Be careful with the calcium/phosphorus ratios in Victor. Most are not appropriate for a large breed puppy. A lot of people have great success with it for their adult dogs though! 

What is your breeder feeding the litter? Any reason you don’t want to stick with what they are being fed for at least a few weeks?


----------



## BlitzTheGSD (Aug 30, 2018)

The breeder said he feeds raw but for kibble recommends Orijen or Acadia (which just throws me another option). I do like the idea of raw but im going to stick with the kibble.
I have also read a lot of people dont even bother feeding a puppy food and just go straight to adult food. Any thoughts on that?


----------



## Magwart (Jul 8, 2012)

Right now, I'd be avoiding grain-free foods that have a lot of peas/lentils/beans and/or potatoes. Be sure to follow this thread:
https://www.germanshepherds.com/for...-dog-foods-canine-dilated-cardiomyopathy.html
(Acana is one of the foods that kind of seems to me like it's over-represented on the spreadsheet connecting dogs with low-taurine test results with the food they're eating, linked on page 2-3 of that thread...so I personally would be cautious with it til all this uncertainty shakes out with the FDA warning.)

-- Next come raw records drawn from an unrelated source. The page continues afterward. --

PR #234, opened 2025-06-18
Adding verboseDebugging value in helm chart

evanj80-illumio:
1. Adding verboseDebugging for troubleshooting with users.
2. Upping version to 1.24.4 due to CVE.


internal/controller/resource_manager.go
```diff
@@ -104,6 +105,7 @@ func (r *ResourceManager) DynamicListResources(ctx context.Context, logger *zap.
 			return "", err
 		}
 	}
+	r.logger.Debug("Succesfully sent K8s workloads", zap.Int("count", len(objs)))
```
AriSweedler, line 108: You're gunna wanna remove all these logs in the next version. Perhaps add a tag or a string to them so that's easier. You can of course also just use `git revert`, but... Well there are some changes in here that you will want to keep. Up to you

internal/controller/streams.go
```diff
@@ -386,7 +389,11 @@ func (sm *streamManager) StreamConfigurationUpdates(ctx context.Context, logger
 				logger.Info("Received configuration update",
 					zap.Stringer("log_level", update.UpdateConfiguration.LogLevel),
 				)
-				sm.bufferedGrpcSyncer.updateLogLevel(update.UpdateConfiguration.LogLevel)
+				if sm.verboseDebugging {
+					sm.bufferedGrpcSyncer.updateLogLevel(pb.LogLevel_LOG_LEVEL_DEBUG)
```
AriSweedler, line 393: Log when this happens "verbose debugging override is set"

AriSweedler (approved):

internal/controller/resource_manager.go
evanj80-illumio: I think its actually fine to keep these going forward. These debug logs should actually only be sent if debug is turned on via api or this values flag. Its more of a troubleshooting step.

aaronIllumio (approved):
Lgtm

PR #239, opened 2025-06-23
Add nodeSelector, tolerances, and affinity to deployment

AriSweedler:
This will give the user the ability to configure these elements of their helm deployment without relying on patching


evanj80-illumio:
Ignore grype scan for now. Am fixing it in a different PR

IMHO, grain free is marketing hype! Fromm and Victor are companies I like a lot, but there's no reason to feed their grain free lines unless you are buying a puppy with food allergies (which I doubt). They substitute potatoes and legumes for rice and oats, even though conventional grains are much more easily digested by dogs than those replacements. You can't extrude kibble unless it's at least 30-40% starch, so all grain-free gets you is different, less digestible starchy filler -- NOT more meat! Worse, there's worry now that some of those starchy non-grain fillers may be binding to taurine leading to deficiency in some dogs (though the researchers aren't yet sure).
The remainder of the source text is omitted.